As can be seen in below diagram:

• The carry of first full adder adder becomes input carry Cin for 2nd full adder. This carry is input for 2nd half adder of the 2nd full adder. Hence 1st half adder of full adder does not need to wait for anything.

• This is the case with 1st half adder of all full adders. They all can generate their respective output at the end of time t=2.4μs.
• 2nd Half adders of each full adders needs to wait till carry from previous full adder become available.
• Hence total delay = 4.8 + 2.4 + 2.4 + 2.4 = 12 μs

Interpretation or approach 2: Full adders (even 1st Half adder in the full adder) remains deactivated until carry from previous Full adder becomes available

• In this case the delay will be simply 4 * 4.8 = 19.2 μs

Question

• My question is "how does a standard ripple carry adder behave?" Does each full adder remains deactivated until carry from previous full adder becomes available or only 2nd half adders of each full adder needs to wait until carry from previous full adder becomes available?
• Wikipedia gives following animation which suggests approach 2:

My doubt is how standard ripple adder behaves?

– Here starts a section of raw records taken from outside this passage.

PR #3407, opened 2018-12-27
AArch64: Implement directCallEvaluator()

knn-k:
This commit implements directCallEvaluator() for aarch64.
It also changes the layout of stack frame.

### DIFF
--- a/compiler/aarch64/codegen/ARM64SystemLinkage.cpp
+++ b/compiler/aarch64/codegen/ARM64SystemLinkage.cpp
@@ -24,6 +24,8 @@
 #include "codegen/ARM64Instruction.hpp"
 #include "codegen/GenerateInstructions.hpp"
 #include "codegen/MemoryReference.hpp"
+#include "env/StackMemoryRegion.hpp"
+#include "il/Node_inlines.hpp"
 #include "il/symbol/AutomaticSymbol.hpp"
 
 
@@ -172,13 +174,22 @@ TR::ARM64SystemLinkage::getRightToLeft()
    }
 
 
-static void mapSingleParameter(TR::ParameterSymbol *parameter, uint32_t &stackIndex)
+static void mapSingleParameter(TR::ParameterSymbol *parameter, uint32_t &stackIndex, bool inCalleeFrame)
    {
-   auto size = parameter->getSize();
-   auto alignment = size <= 4 ? 4 : 8;
-   stackIndex = (stackIndex + alignment - 1) & (~(alignment - 1));
-   parameter->setParameterOffset(stackIndex);
-   stackIndex += size;
+   if (inCalleeFrame)
+      {
+      auto size = parameter->getSize();
+      auto alignment = size <= 4 ? 4 : 8;
+      stackIndex = (stackIndex + alignment - 1) & (~(alignment - 1));
+      parameter->setParameterOffset(stackIndex);
+      stackIndex += size;
+      }
+   else
+      { // in caller's frame -- always 8-byte aligned
+      TR_ASSERT((stackIndex & 7) == 0, "Unaligned stack index.");
+      parameter->setParameterOffset(stackIndex);
+      stackIndex += 8;
+      }
    }
 
 
@@ -189,6 +200,8 @@ TR::ARM64SystemLinkage::mapStack(TR::ResolvedMethodSymbol *method)
    uint32_t stackIndex = 0;
    ListIterator<TR::AutomaticSymbol> automaticIterator(&method->getAutomaticList());
    TR::AutomaticSymbol *localCursor = automaticIterator.getFirst();
+
+   stackIndex = 8; // [sp+0] is for link register
 
    // map non-long/double automatics
    while (localCursor != NULL)
@@ -237,7 +250,6 @@ TR::ARM64SystemLinkage::mapStack(TR::ResolvedMethodSymbol *method)
          stackIndex += 8;
          }
       }
-   stackIndex += 8; // for link register
 
    /*
     * Because the rest of the code generator currently expects **all** arguments
@@ -265,7 +277,7 @@ TR::ARM64SystemLinkage::mapStack(TR::ResolvedMethodSymbol *method)
             if (nextIntArgReg < getProperties().getNumIntArgRegs())
                {
                nextIntArgReg++;
-               mapSingleParameter(parameter, stackIndex);
+               mapSingleParameter(parameter, stackIndex, true);
                }
             else
                {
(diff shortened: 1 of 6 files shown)


knn-k:
Arguments passed via the stack is always placed at 8-byte boundary even when their types are 32-bit integer or floating-point.  This is compatible with the AArch64 procedure call standard.
32-bit local variables in the stack are packed at 4-byte boundary to reduce the stack frame size.

0xdaryl:
@genie-omr build aarch64

compiler/aarch64/codegen/ARM64SystemLinkage.cpp
```diff
@@ -516,17 +534,313 @@ int32_t TR::ARM64SystemLinkage::buildArgs(TR::Node *callNode,
...
+   int32_t totalSize = buildArgs(callNode, dependencies);
+   if (totalSize > 0)
+      {
+      if (constantIsUnsignedImm12(totalSize))
+         {
+         generateTrg1Src1ImmInstruction(cg(), TR::InstOpCode::subimmx, callNode, sp, sp, totalSize);
+         }
+      else
+         {
+         TR_ASSERT(false, "Too many arguments.");
```
0xdaryl: This should be a fatal assert.

compiler/aarch64/codegen/ARM64SystemLinkage.cpp
```diff
@@ -516,17 +534,313 @@ int32_t TR::ARM64SystemLinkage::buildArgs(TR::Node *callNode,
...
+
+   if (totalSize > 0)
+      {
+      if (constantIsUnsignedImm12(totalSize))
+         {
+         generateTrg1Src1ImmInstruction(cg(), TR::InstOpCode::addimmx, callNode, sp, sp, totalSize);
+         }
+      else
+         {
+         TR_ASSERT(false, "Too many arguments.");
```
0xdaryl: This should be a fatal assert.

compiler/aarch64/codegen/ARM64SystemLinkage.cpp
```diff
@@ -516,17 +534,313 @@ int32_t TR::ARM64SystemLinkage::buildArgs(TR::Node *callNode,
...
+                  else
+                     tempReg = cg()->allocateRegister();
+                  generateMovInstruction(cg(), callNode, tempReg, argRegister);
+                  argRegister = tempReg;
+                  }
+               if (numIntegerArgs == 0 &&
+                  (resType.isAddress() || resType.isInt32() || resType.isInt64()))
+                  {
+                  TR::Register *resultReg;
+                  if (resType.isAddress())
```
0xdaryl: The data type is not sufficient to determine if the return value is a collected reference or not (`TR_Address` can be both a managed and unmanaged pointer).  You should be asking the method symbol if it's a collected reference or not and creating the appropriate register based on that answer.

compiler/aarch64/codegen/OMRCodeGenerator.hpp
```diff
@@ -283,14 +283,25 @@ class OMR_EXTENSIBLE CodeGenerator : public OMR::CodeGenerator
...
    TR_GlobalRegisterNumber _gprLinkageGlobalRegisterNumbers[TR::RealRegister::NumRegisters]; // could be smaller
    TR_GlobalRegisterNumber _fprLinkageGlobalRegisterNumbers[TR::RealRegister::NumRegisters]; // could be smaller
 
    private:
 
    enum // flags
       {
-      IsOutOfLineHotPath    = 0x00000200,
+      HasCall               = 0x00000200,
+      IsOutOfLineHotPath    = 0x00004000,
```
0xdaryl: Can these values be numbered a little more compactly?  Nothing functionally wrong with this, but they are interesting choices.  :-)

compiler/aarch64/codegen/ARM64SystemLinkage.cpp
```diff
@@ -516,17 +534,313 @@ int32_t TR::ARM64SystemLinkage::buildArgs(TR::Node *callNode,
...
+                  addDependency(dependencies, argRegister, properties.getIntegerArgumentRegister(numIntegerArgs), TR_GPR, cg());
+                  }
+               }
+            else
+               {
+               // numIntegerArgs >= properties.getNumIntArgRegs()
+               if (childType == TR::Address || childType == TR::Int64)
+                  {
+                  op = TR::InstOpCode::strpostx;
+                  mrefSize = 8;
```
0xdaryl: Why is `mrefSize` tracked?  It's not used anywhere...

compiler/aarch64/codegen/OMRCodeGenerator.hpp
knn-k: I thought it might be better to use the same values as those used in `p` and `arm` versions.

compiler/aarch64/codegen/ARM64SystemLinkage.cpp
knn-k: Originally `mrefSize` was added to `argSize`.  I changed the stack offsets for outgoing arguments, and `argSize` is now always incremented by 8.  Removing the unused variable.

compiler/aarch64/codegen/ARM64SystemLinkage.cpp
knn-k: Hmm.  Then both `p` and `arm` versions have the same potential issue.

compiler/aarch64/codegen/ARM64SystemLinkage.cpp
```diff
@@ -516,17 +534,313 @@ int32_t TR::ARM64SystemLinkage::buildArgs(TR::Node *callNode,
...
+      child = callNode->getChild(i);
+      childType = child->getDataType();
+
+      switch (childType)
+         {
+         case TR::Int8:
+         case TR::Int16:
+         case TR::Int32:
+         case TR::Int64:
+         case TR::Address: // have to do something for GC maps here
```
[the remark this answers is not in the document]
knn-k: I copied the comment from the `p` version, and just forgot to remove it.
Neither `p` nor `arm` versions do anything special for GC maps in this function.

knn-k:
Re: collected references with `resType.isAddress()` in one of the review comments:
Shall I open an issue to track it for not only aarch64, but p and arm?

0xdaryl:
> Shall I open an issue to track it for not only aarch64, but p and arm?

Yes please.

0xdaryl:
@genie-omr build aarch64

0xdaryl:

The standard gate delay behaves like 2 and that is correct. Adders do not deactivate. This logic is called asynchronous and the output of the gates do not change until the signal 'upstream' changes. This means that if A or B changes, then Cout will be the last to change. This also means a propagation delay while chaining gates, and the propagation delay gets larger when chaining.

(In the picture above the delays are difficult to see for this simulated full adder because the gate delays are so small, many adders could be chained before the gate delay could be noticed.)

In modern digital logic there are other ways to overcome the gate delay.
First off most gates have a small delay in the nano-second range.
Secondly, by adding more gates, the propagation delay can be reduced. The Carry Look Ahead adder does this:

The last thing that is worth mentioning is clocks and memory (in the form of flip flops). Usually the logic is stored in memory by a clock, the logic is designed in such a way that the values of the logic are finished changing before a clock edge (when values are stored). This enables better stability and certainty in the logic operations in a microprocessor or FPGA.